Last July, Najib announced that the government had decided to earmark 16 hectares of land in Putrajaya to build the King Salman Centre for International Peace because the Saudi monarch had chosen to site it in Malaysia.
One of the objectives of the institution is to fight the threat of terrorism.
Several quarters, including controversial Department of Islamic Development Malaysia (Jakim) officer Zamihan Mat Zin, criticised the idea of asking the Saudi government to help fight terrorism in Southeast Asia.
Zamihan said it was “unrealistic” and Islamic Renaissance Front director Ahmad Farouk Musa said it made “little sense”.
Recently, Saudi Arabia and its Gulf allies added to their “terror list” an international organisation of Muslim scholars whose leaders include PAS president Abdul Hadi Awang.
This came soon after Hadi criticised the Saudi regime for “forging intimate ties” with Israel and the United States.
Fauzi said Hadi also appeared to be speaking like a politician, choosing a stance that would ensure his party would not lose supporters.
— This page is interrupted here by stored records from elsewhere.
PR #1086, opened 2022-02-11
Updated support for different coverage versions

### LINKED ISSUE #1085: `create_test_coverage_report.py` incompatible with `coverage>=6.0`
Since `coverage` version `5.0` the `Analysis` class `__init__` signature has changed:

```python
def __init__(self, data, file_reporter):  # <= 4.5.4
def __init__(self, data, file_reporter, file_mapper):  # < 6.0
def __init__(self, data, precision, file_reporter, file_mapper):  # >= 6.0
```

This causes two of our three front-page builders to fail:
screenshot

**Traceback and/or steps to reproduce**

```python
$ python3 create_test_coverage_report.py
  File "create_test_coverage_report.py", line 78, in <module>
    analysis = Analysis(cov.get_data(), file_reporter, abs_file)
TypeError: __init__() missing 1 required positional argument: 'file_mapper'
```

_Admin notice: this issue has been assigned high priority as it directly affects our ability to guarantee quality control. However, this does not cause crashes for users._

qstokkink:
Fixes #1085

This PR:

 - Updates `create_test_coverage_report.py` to support `coverage` versions lower than `5`, between `5` and `6`, and higher than `6`.

Tested with `coverage==5.5` and `coverage==6.3.1`.

### DIFF
--- a/create_test_coverage_report.py
+++ b/create_test_coverage_report.py
@@ -3,6 +3,7 @@ import os
 import pathlib
 import shutil
 import sys
+from distutils.version import LooseVersion
 from io import StringIO
 from unittest import TextTestRunner, defaultTestLoader
 from unittest.suite import TestSuite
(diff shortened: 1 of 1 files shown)


qstokkink:
validate

devos50 (approved):

PR #1095, opened 2022-05-06
Fix _ez_unpack return type

### LINKED ISSUE #1094: Underspecified result type of `EZPackOverlay._ez_unpack_auth` and `EZPackOverlay._ez_unpack_noauth`
Currently, the type of `_ez_unpack_auth` unpacked payload is not understood correctly by PyCharm:

You can see that PyCharm can only see the base Payload methods and not the methods of IntroductionRequestPayload.

In the following PR, I suggest a fix that provides the correct result type:

Also, while fixing that issue, I noticed that currently, DataclassPayload defined as

```python
DataclassPayload = typing.TypeVar('DataclassPayload')
...
AnyPayload = typing.Union[Payload, DataclassPayload]
AnyPayloadType = typing.Union[typing.Type[Payload], typing.Type[DataclassPayload]]
```

In my opinion, it is not correct to use `TypeVar` here. Type variables are for generic functions when the function result type should be derived from the function arguments'. Here, `DataclassPayload` is not used for generics and does not specify that the class is related to data classes. So, as a part of a fix, I'm replacing it with a protocol that checks that the class is actually a data class.

kozlovsky:
Fixes #1094

This PR:

 - Fixes result type of `EZPackOverlay._ez_unpack_auth` and `EZPackOverlay._ez_unpack_noauth`;
 - Fixes the definition of `DataclassPayload` type.

### DIFF
--- a/ipv8/types.py
+++ b/ipv8/types.py
@@ -1,7 +1,17 @@
+import sys
 import typing
 
 Address = typing.Tuple[str, int]
-DataclassPayload = typing.TypeVar('DataclassPayload')
+
+
+if sys.version_info >= (3, 8):
+    class DataclassPayload(typing.Protocol):
+        # Checking for this attribute is currently the most reliable way to ascertain that something is a dataclass.
+        # See https://stackoverflow.com/questions/54668000/type-hint-for-an-instance-of-a-non-specific-dataclass
+        __dataclass_fields__: dict
+else:
+    DataclassPayload = type
+
 
 # pylint: disable=unused-import
 
--- a/ipv8/lazy_community.py
+++ b/ipv8/lazy_community.py
@@ -1,6 +1,6 @@
 from abc import ABC, abstractmethod
 from functools import wraps
-from typing import Iterable, List, Tuple, Type, Union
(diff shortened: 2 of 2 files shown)


ipv8/types.py
```diff
@@ -1,7 +1,17 @@
...
-DataclassPayload = typing.TypeVar('DataclassPayload')
+
+
+if sys.version_info >= (3, 8):
+    class DataclassPayload(typing.Protocol):
+        # Checking for this attribute is currently the most reliable way to ascertain that something is a dataclass.
+        # See https://stackoverflow.com/questions/54668000/type-hint-for-an-instance-of-a-non-specific-dataclass
+        __dataclass_fields__: dict
+else:
+    DataclassPayload = type
```
kozlovsky, line 13: As it turns out, protocols were added to `typing` in Python 3.8, so it is necessary to add this workaround for Python 3.7

qstokkink:
This PR has been open for 13 weeks without activity and it lacks sufficient motivation for its proposed changes. I will close this PR until the (equally inactive) discussion in #1094 has been concluded.

PR #1101, opened 2022-07-27
Fixed `create_task` in `DiscreteLoop`

devos50:
This PR:

 - Fixes an issue with the `create_task` method in the discrete event loop. Details: The wrapper inner function in `create_task` in the `DiscreteLoop` is not returning the result of the task. This causes higher-level asyncio routines that depend on this function, such as `gather` and `ensure_future`, to not correctly fire with the right result.


devos50:
validate

qstokkink (approved):

PR #1118, opened 2023-01-24
Fixed circuit retry log message

### LINKED ISSUE #1117: Incorrect log message when creating circuits
`TunnelCommunity.send_initial_create` checks if there's a preexisting retry cache for a circuit and removes it if necessary:

https://github.com/Tribler/py-ipv8/blob/a5aa49d3ae8313b4de774c440de45a966e54f04a/ipv8/messaging/anonymization/community.py#L306-L310

However, the log message should appear when a previous cache was overwritten. Now, the message is incorrectly logged when the opposite happens: when there was no preexisting cache.

These lines should be as follows:

```python
 try: 
     self.request_cache.pop("retry", circuit.circuit_id) 
     self.logger.info("Overwriting existing retry attempt for initial creation of circuit %d", 
                      circuit.circuit_id) 
 except KeyError: 
     pass
```

qstokkink:
Fixes #1117

This PR:

 - Fixes the log message for overwriting an existing circuit retry appearing only when no circuit was overwritten.

For consistency, the inline comment was copied from line 331.

### DIFF
--- a/ipv8/messaging/anonymization/community.py
+++ b/ipv8/messaging/anonymization/community.py
@@ -305,9 +305,10 @@ class TunnelCommunity(Community):
 
         try:
             self.request_cache.pop("retry", circuit.circuit_id)
-        except KeyError:
             self.logger.info("Overwriting existing retry attempt for initial creation of circuit %d",
                              circuit.circuit_id)
+        except KeyError:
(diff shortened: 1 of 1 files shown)


qstokkink:
validate

drew2a (approved):

PR #1121, opened 2023-02-06
WIP: Added Pydantic configuration option

### LINKED ISSUE #1046: Supply Pydantic configuration model
To enable any and all configuration of IPv8, an `IPv8` instance should always be configured through a `dict`. Pydantic is one of the most popular configuration management tools available and it can also create a `dict`. Therefore, Pydantic be used with IPv8. However, programmers have to define their own Pydantic model to fit the IPv8 configuration `dict` to use Pydantic.

To avoid excessive recreation of Pydantic models, IPv8 can supply a pre-made Pydantic model. Of course, to keep IPv8 lightweight and all non-essential dependencies optional, this model should only be supplied if `pydantic` is available on the system running IPv8.

An example that highlights the envisioned usage is as follows.

```python
from ipv8.configuration import ConfigBuilder  # Should be fine if `import pydantic` fails
from ipv8.configuration import IPv8Model   # Errors out if `import pydantic` fails

m = IPv8Model(logger={'level': "ERROR"})

ipv8_instance = IPv8(m.dict())  # Keep the interface clean: IPv8(m) should never be supported
```

qstokkink:
Fixes #1046

This PR:

 - Adds a `pydantic` BaseModel for the IPv8 configuration (including a schema formatter).
 - Adds support for casting `ConfigBuilder` to `dict`.
 - Updates the `IPv8` class to attempt a cast to `dict` if the supplied configuration is not a `dict`.

<details>
<summary>But, does it work for Tribler?</summary>

Sure does!

```
{
    "TriblerConfig": {
        "general": "#/definitions/GeneralSettings",
        "tunnel_community": "#/definitions/TunnelCommunitySettings",
        "bandwidth_accounting": "#/definitions/BandwidthAccountingSettings",
        "bootstrap": "#/definitions/BootstrapSettings",
        "ipv8": "#/definitions/Ipv8Settings",
        "discovery_community": "#/definitions/DiscoveryCommunitySettings",
        "dht": "#/definitions/DHTSettings",
        "trustchain": "#/definitions/TrustchainSettings",
        "watch_folder": "#/definitions/WatchFolderSettings",
        "chant": "#/definitions/ChantSettings",
        "torrent_checking": "#/definitions/TorrentCheckerSettings",
        "libtorrent": "#/definitions/LibtorrentSettings",
        "download_defaults": "#/definitions/DownloadDefaultsSettings",
        "api": "#/definitions/APISettings",
        "resource_monitor": "#/definitions/ResourceMonitorSettings",
        "popularity_community": "#/definitions/PopularityCommunitySettings",
        "remote_query_community": "#/definitions/RemoteQueryCommunitySettings",
        "upgrader_enabled": "boolean",
        "gui_test_mode": "boolean"
    },
    "DiscoveryCommunitySettings": {
        "enabled": "boolean"
    },
    "DownloadDefaultsSettings": {
        "anonymity_enabled": "boolean",
        "number_hops": "integer",
        "safeseeding_enabled": "boolean",
        "saveas": "string",
        "seeding_mode": "#/definitions/SeedingMode",
        "seeding_ratio": "number",
        "seeding_time": "number",
        "channel_download": "boolean",
        "add_download_to_channel": "boolean"
    },
    "SeedingMode": {
        "forever": "forever",
        "never": "never",
        "ratio": "ratio",
        "time": "time"
    },
    "LibtorrentSettings": {
        "enabled": "boolean",
        "port": "integer",
        "proxy_type": "integer",
        "proxy_server": "string",
        "proxy_auth": "string",
        "max_connections_download": "integer",
        "max_download_rate": "integer",
        "max_upload_rate": "integer",
        "utp": "boolean",
        "dht": "boolean",
        "dht_readiness_timeout": "integer",
        "upnp": "boolean",
        "natpmp": "boolean",
        "lsd": "boolean"
    },
    "TrustchainSettings": {
        "ec_keypair_filename": "string",
        "ec_keypair_pubfilename": "string",
        "testnet_keypair_filename": "string",
        "secondary_key_filename": "string",
        "testnet": "boolean"
    },
    "APISettings": {
        "http_enabled": "boolean",
        "http_port": "integer",
        "https_enabled": "boolean",
        "https_port": "integer",
        "https_certfile": "string",
        "key": "string",
        "retry_port": "boolean"
    },
    "TunnelCommunitySettings": {
        "enabled": "boolean",
        "exitnode_enabled": "boolean",
        "random_slots": "integer",
        "competing_slots": "integer",
        "testnet": "boolean",
        "min_circuits": "integer",
        "max_circuits": "integer"
    },
    "ResourceMonitorSettings": {
        "enabled": "boolean",
        "cpu_priority": "integer",
        "poll_interval": "integer",
        "history_size": "integer"
    },
    "DHTSettings": {
        "enabled": "boolean"
    },
    "ChantSettings": {
        "enabled": "boolean",
        "manager_enabled": "boolean",
        "channel_edit": "boolean",
        "channels_dir": "string",
        "testnet": "boolean",
        "queried_peers_limit": "integer",
        "max_mapped_query_peers": "integer"
    },
    "RemoteQueryCommunitySettings": {
        "minimal_blob_size": "integer",
        "maximum_payload_size": "integer",
        "max_entries": "integer",
        "max_query_peers": "integer",
        "max_response_size": "integer",
        "max_channel_query_back": "integer",
        "push_updates_back_enabled": "boolean"
    },
    "Ipv8Settings": {
        "enabled": "boolean",
        "port": "integer",
        "address": "string",
        "bootstrap_override": "string",
        "statistics": "boolean",
        "walk_interval": "number",
        "walk_scaling_enabled": "boolean",
        "walk_scaling_upper_limit": "number"
    },
    "WatchFolderSettings": {
        "enabled": "boolean",
        "directory": "string"
    },
    "BootstrapSettings": {
        "enabled": "boolean",
        "max_download_rate": "integer",
        "infohash": "string"
    },
    "GeneralSettings": {
        "version": "string",
        "log_dir": "string",
        "version_checker_enabled": "boolean",
        "testnet": "boolean"
    },
    "TorrentCheckerSettings": {
        "enabled": "boolean"
    },
    "BandwidthAccountingSettings": {
        "testnet": "boolean",
        "outgoing_query_interval": "integer",
        "max_tx_returned_in_query": "integer"
    },
    "PopularityCommunitySettings": {
        "enabled": "boolean",
        "cache_dir": "string"
    }
}
```

</details>

### DIFF
--- a/ipv8/configuration_pydantic.py
+++ b/ipv8/configuration_pydantic.py
@@ -1,0 +1,402 @@
+"""
+Pydantic configuration BaseModels for IPv8.
+
+If you want to see the available configuration options, print the schema as follows:
+
+::
+
+        from json import dumps
+        print(dumps(format_schema_recursive(IPv8Configuration), indent=4))
+
+|
+You can use the ``IPv8Configuration by simply passing it to an ``IPv8`` constructor:
+
+::
+
+        ipv8_instance = IPv8(IPv8Configuration())
+
+"""
+
+import base64
+import inspect
+import sys
+from enum import Enum
+from typing import Any, Dict, List, Optional, Set, Type, Union
+
+from pydantic import BaseModel, Field, validator
+from pydantic.validators import dict_validator
+
+from .configuration import DISPERSY_BOOTSTRAPPER, default
+from .keyvault.crypto import default_eccrypto
+
+
+class AbstractModel:
+    """
+    Mixin to disallow a model to be instantiated directly.
+
+    This construct is useful for DRY configurations that instantiate objects in some inheritance structure.
+    For example, a ``DuckType`` is not a bird but a ``Pigeon`` and a ``Crow`` are (though they both quack)
+    and this can be reflected when making birds (``make_bird``) by configuration:
+
+    |
+
+    ::
+
+        @dataclass
+        class DuckType(ABC):  # Abstract: a DuckType is not a bird, it just quacks
+            quacks_per_second: int
+
+        @dataclass
+        class Pigeon(DuckType):
+            in_flock: bool  # A group of pigeons is called a flock, not a murder
+
+        @dataclass
+        class Crow(DuckType):
+            in_murder: bool  # A group of crows is called a murder, not a flock
+
+        class DuckTypeConfig(BaseModel, AbstractModel):
+            quacks_per_second: int
+
+        class PigeonConfig(DuckTypeConfig):
+            in_flock: bool
+
+        class CrowConfig(DuckTypeConfig):
+            in_murder: bool
+
+        def make_bird(bird_config: DuckTypeConfig) -> Optional[DuckType]:
+            '''
+            Our composable architecture needs something that quacks per second.
+            The user registers implementations:
+
+            composable_architecture.register(Crow)
+            composable_architecture.register(Pigeon)
+            etc.
+
+            We don't need defensive programming in the composable_architecture
+            if the user can't make a DuckTypeConfig in the first place!
+            '''
+            return composable_architecture.get_implementer(bird_config)
+
+    :returns: The mixin for pydantic BaseModel subclasses.
+    """
+
+    def __new__(cls, *args, **kwargs):
+        """
+        If mixed-in to ``check`` the MRO is [child 1 .. n, check, .. non-AbstractModel .., AbstractModel, object]
+        If there are no children this becomes [check, .. non-AbstractModel .., AbstractModel, object]
+        """
+        check = cls.mro()[1:2] or [object]  # Still works if the mro is empty
+        if not issubclass(check[0], AbstractModel) and check is not AbstractModel:
+            # Try to give the caller some hints.
+            parent_module = sys.modules[cls.__module__]
+            possibilities = [cname for cname, cinstance in inspect.getmembers(parent_module)
+                             if inspect.isclass(cinstance) and cname != "AbstractModel"
+                             and issubclass(cinstance, cls) and cinstance is not cls]
+            raise NotImplementedError(f"{cls} is an abstract model and must be implemented by a subclass! "
+                                      + (f"Perhaps you want one of these: {possibilities}?" if possibilities else ""))
+        return super().__new__(cls)
+
+
+class BaseConfigurationClass(BaseModel):
+    """
+    Augment the ``BaseModel`` class with 1) dict cast unwrapping and 2) inherited validators.
+    """
+
+    def __iter__(self, *args, **kwargs):
+        """
+        Make ``dict(model)`` equal to ``model.dict()``.
+
+        Normally this function only only gives the child model references instead of unwrapping them.
+        """
+        return iter(self.dict().items())
+
+    @classmethod
+    def get_validators(cls):
+        yield cls.validate
+
+    @classmethod
+    def validate(cls, value):
+        if isinstance(value, cls):
+            return value
+        else:
+            return cls(**dict_validator(value))
+
+    def dict(self, *args, **kwargs):
+        kwargs['by_alias'] = True
+        return super().dict(*args, **kwargs)
+
+    class Config:
+        allow_population_by_field_name = True
+
+
+class BootstrapperInit(BaseConfigurationClass, AbstractModel):
+    pass
+
+
+class UDPBroadcastBootstrapperInit(BootstrapperInit):
+    bootstrap_timeout: float = 30.0
+
+
+class DispersyBootstrapperInit(BootstrapperInit):
+    ip_addresses: Optional[List[tuple]] = None
+    dns_addresses: Optional[List[tuple]] = None
+    bootstrap_timeout: float = 30.0
+
+    @validator('ip_addresses', always=True)
+    @classmethod
+    def _default_ip_addresses(cls, v):
+        return DISPERSY_BOOTSTRAPPER['init']['ip_addresses'] if v is None else v
+
+    @validator('dns_addresses', always=True)
+    @classmethod
+    def _default_dns_addresses(cls, v):
+        return DISPERSY_BOOTSTRAPPER['init']['dns_addresses'] if v is None else v
+
+
+class Bootstrapper(BaseConfigurationClass, AbstractModel):
+    cls: str = Field(alias='class')
+    init: BootstrapperInit = Field(..., arbitrary_types_allowed=True)
+
+
+class DispersyBootstrapper(Bootstrapper):
+
+    def __init__(self, **kwargs):
+        kwargs["class"] = "DispersyBootstrapper"
+        super().__init__(**kwargs)
+
+
+class UDPBroadcastBootstrapper(Bootstrapper):
+
+    def __init__(self, **kwargs):
+        kwargs["class"] = "UDPBroadcastBootstrapper"
+        super().__init__(**kwargs)
+
+
+class Interface(BaseConfigurationClass):
+    interface: str = default["interfaces"][0]["interface"]
+    ip: str = default["interfaces"][0]["ip"]
+    port: int = default["interfaces"][0]["port"]
+
+
+class Logger(BaseConfigurationClass):
+    level: str = default["logger"]["level"]
+
+    @validator("level", always=True)
+    @classmethod
+    def validate_level(cls, v):
+        allowed = ['CRITICAL', 'ERROR', 'WARNING', 'INFO', 'DEBUG', 'NOTSET']
+        assert v in allowed, f"Illegal log level {v} specified! Should be one of {allowed}!"
+        return v
+
+
+class Key(BaseConfigurationClass, AbstractModel):
+    alias: str = default["keys"][0]["alias"]
+
+
+class PreloadedKey(Key):
+    bin: str
+
+
+def generate_ephemeral_key():
+    return base64.b64encode(default_eccrypto.generate_key("curve25519").key_to_bin()).decode()
+
+
+class EphemeralKey(Key):
+    bin: str = Field(frozen=True, default_factory=generate_ephemeral_key)
+
+
+class FileKey(Key):
+    generation: str = default["keys"][0]["generation"]
+    file: str = default["keys"][0]["file"]
+
+
+class Walker(BaseConfigurationClass, AbstractModel):
+    strategy: str = Field(...)
+    peers: int = 20
+    init: dict = Field(default_factory=dict)
+
+    @validator("peers", always=True)
+    @classmethod
+    def validate_peer_count(cls, v):
+        assert v >= 0 or v == -1, f"A walker's peer count must be >= 0 or set to -1 (infinite), got: {v}!"
+        return v
+
+
+class RandomWalk(Walker):
+    def __init__(self, **kwargs):
+        kwargs["strategy"] = "RandomWalk"
+        if "init" not in kwargs:
+            kwargs["init"] = {"timeout": 3.0}
+        super().__init__(**kwargs)
+
+
+class EdgeWalk(Walker):
+    def __init__(self, **kwargs):
+        kwargs["strategy"] = "EdgeWalk"
+        super().__init__(**kwargs)
+
+
+class RandomChurn(Walker):
+    def __init__(self, **kwargs):
+        kwargs["strategy"] = "RandomChurn"
+        if "peers" not in kwargs:
+            kwargs["peers"] = -1
+        if "init" not in kwargs:
+            kwargs["init"] = {'sample_size': 8, 'ping_interval': 10.0, 'inactive_time': 27.5, 'drop_time': 57.5}
+        super().__init__(**kwargs)
+
+
+class PeriodicSimilarity(Walker):
+    def __init__(self, **kwargs):
+        kwargs["strategy"] = "PeriodicSimilarity"
+        if "peers" not in kwargs:
+            kwargs["peers"] = -1
+        super().__init__(**kwargs)
+
+
+class PingChurn(Walker):
+    def __init__(self, **kwargs):
+        kwargs["strategy"] = "PingChurn"
+        if "peers" not in kwargs:
+            kwargs["peers"] = -1
+        super().__init__(**kwargs)
+
+
+class Overlay(BaseConfigurationClass):
+    cls: str = Field(alias='class')
+    key: str = default["keys"][0]["alias"]
+    walkers: List[Walker] = [RandomWalk()]
+    bootstrappers: List[Bootstrapper] = [DispersyBootstrapper(init=DispersyBootstrapperInit())]
+    initialize: dict = Field(default_factory=dict)
+    on_start: List[tuple] = []
+
+
+class IPv8Configuration(BaseConfigurationClass):
+    """
+    Main pydantic IPv8 configuration model, can be fed directly into the ``IPv8`` class constructor.
+    """
+    interfaces: List[Interface] = [Interface()]
+    key_aliases: List[Key] = Field([FileKey()], alias="keys")
+    logger: Logger = Logger()
+    working_directory: str = default["working_directory"]
+    walker_interval: float = default["walker_interval"]
+    overlays: List[Overlay] = [
+        Overlay(cls="DiscoveryCommunity", walkers=[RandomWalk(), RandomChurn(), PeriodicSimilarity()]),
+        Overlay(cls="HiddenTunnelCommunity", initialize=default["overlays"][1]["initialize"],
+                on_start=default["overlays"][1]["on_start"]),
+        Overlay(cls="DHTDiscoveryCommunity", walkers=[RandomWalk(), PingChurn()])
+    ]
+
+    @validator("interfaces", always=True)
+    @classmethod
+    def validate_interfaces(cls, v):
+        it_names = [spec.interface for spec in v]
+        assert len(v) == len(set(it_names)), f"Duplicate interface names specified: {', '.join(it_names)}!"
+        return v
+
+
+def format_schema_recursive(*base_models: Type[BaseModel]) -> dict:
+    """
+    Create a schema (``dict``) describing a BaseModel class.
+
+    |
+    For example, the following pretty-prints the schema of ``IPv8Configuration``:
+
+    ::
+
+        from json import dumps
+        print(dumps(format_schema_recursive(IPv8Configuration), indent=4))
+
+    |
+    Note that the schema shows the expected interface, which is not necessarily equal to its implementations!
+    For example, only ``A`` and ``Main`` are shown when calling ``format_schema_recursive(Main)`` using this code:
+
+    ::
+
+        class A(BaseModel):
+            property: number
+
+        class B(A):
+            property2: number
+
+        class Main(BaseModel):
+            a_implementation: A
+
+    In the above example, you could force generation for ``B`` by calling ``format_schema_recursive(Main, B)``.
+
+    :param base_models: the models to generate the schema for
+    :returns: the mapping of types for the given collection of base models
+    """
+    def format_schema_single(model_schema: dict, refs: set) -> Union[dict, list, str]:
+        """
+        Try to convert the types given by pydantic into actual Python objects. Turns objects into dicts, arrays into
+        lists, custom definitions into their BaseModel class names, and keeps whatever other primitive is used.
+
+        Note: this function is recursive!
+
+        :param model_schema: the result of ``<BaseModel>.schema()``
+        :param refs: a reference to a set in which to add encountered references
+        :returns: either a dict describing the schema or a str describing a single primitive type
+        """
+        properties: Union[str, List[Any], Dict[Any, Any]]
+        if "type" in model_schema:
+            is_object = model_schema["type"] in ["object", "array"]
+            name = model_schema["title"] if is_object else model_schema["type"]
+            if "properties" in model_schema:
+                # It's a dict!
+                properties = {k: format_schema_single(v, refs) for k, v in model_schema["properties"].items()}
+            elif "items" in model_schema:
+                # It's a list!
+                if '$ref' in model_schema['items']:
+                    properties = [model_schema['items']['$ref']]
+                    refs.add(model_schema['items']['$ref'])
+                else:
+                    # It's an empty list!
+                    properties = []
+            elif is_object:
+                # It's an empty dict!
+                properties = {}
+            else:
+                # It's a "none of the above or below" (number, string, etc.)!
+                return f"{name.lower()}"
+        else:
+            # It's a custom definition!
+            if '$ref' in model_schema:
+                properties = model_schema["$ref"]
+                refs.add(model_schema["$ref"])
+            elif len(model_schema["allOf"]) == 1:
+                properties = model_schema["allOf"][0]["$ref"]
+                refs.add(model_schema["allOf"][0]["$ref"])
+            else:
+                properties = []
+                for m in model_schema["allOf"]:
+                    properties.append(m["$ref"])
+                    refs.add(m["$ref"])
+        return properties
+
+    finished_refs: Set[str] = set()
+    known_refs = {f"#/definitions/{base_model.__name__}" for base_model in base_models}
+    out = {}
+    while len(finished_refs) != len(known_refs):
+        # 1. Fetch the Python class "model" belonging to the (str) definition name
+        next_ref = list(known_refs - finished_refs)[0]
+        assert next_ref.startswith("#/definitions/")
+        clsname = next_ref[14:]
+        model = None
+        if clsname in globals():
+            # Easy: the class has already been imported.
+            model = globals()[clsname]
+        else:
+            # Hard: we need to find the class definition in the loaded modules.
+            for module in sys.modules:
+                if clsname in dir(sys.modules[module]):
+                    model = getattr(sys.modules[module], clsname)
+                    break
+            # Extra hard: it is still possible to make exotic definitions that escape this search.
+            #             We'll just let the caller manually work around this (e.g., by adding the class to globals).
+        assert model is not None, f"Failed to locate class belonging to {next_ref}!"
+        # 2. Format the model class into a dict
+        out[model.__name__] = ({i.name: i.value for i in model} if issubclass(model, Enum)
+                               else format_schema_single(model.schema(), known_refs))
+        finished_refs.add(next_ref)
+    return out
--- a/ipv8/test/test_configuration_pydantic.py
+++ b/ipv8/test/test_configuration_pydantic.py
@@ -1,0 +1,253 @@
+import base64
+import enum
+import importlib
+import unittest
+
+from .base import TestBase
+from ..configuration import default
+
+try:
+    importlib.import_module("pydantic")
+
+    SKIP_TEST_CASE = False
+except ImportError:
+    SKIP_TEST_CASE = True
+else:
+    from ..configuration_pydantic import (BaseConfigurationClass, Bootstrapper, BootstrapperInit, DispersyBootstrapper,
+                                          DispersyBootstrapperInit, EdgeWalk, EphemeralKey, FileKey, IPv8Configuration,
+                                          Interface, Key, Overlay, PeriodicSimilarity, PingChurn, PreloadedKey,
+                                          RandomChurn, RandomWalk, UDPBroadcastBootstrapper,
+                                          UDPBroadcastBootstrapperInit, Walker, format_schema_recursive)
+
+
+class CustomColor(enum.Enum):
+    """
+    Note ``Color`` is an illegal name and will be overwritten by pydantic!
+    """
+    RED = 1
+    GREEN = 2
+    BLUE = 3
+
+
+@unittest.skipIf(SKIP_TEST_CASE, "Skipping optional pydantic tests because the library is not installed.")
+class TestConfigurationPydantic(TestBase):
+    """
+    Tests to check IPv8 pydantic integration.
+
+    Note that this TestCase tests IPv8<->pydantic integration, not if pydantic works as promised.
+    """
+    FAKE_KEY_BIN = base64.b64encode(b"0" * 74).decode()
+
+    def test_abstract_key(self):
+        """
+        Check if ``Key`` models are not allowed to be instantiated.
+        """
+        self.assertRaises(NotImplementedError, Key)
+        self.assertRaises(NotImplementedError, Key, alias="keyname")
+
+    def test_implemented_keys(self):
+        """
+        Check if the child classes of ``Key`` are allowed to be instantiated.
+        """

“Hadi used to be a Salafi, as proven by the Amanat Haji Hadi,” he said. “But this was Hadi in the 80s. He has matured and now realises that PAS itself is a congregation of many thoughts and views and he knows he cannot maintain a particular rigid way of interpreting Islam if he is going to get support from the wide spectrum that makes up PAS supporters.”
He said these supporters included Shia Muslims.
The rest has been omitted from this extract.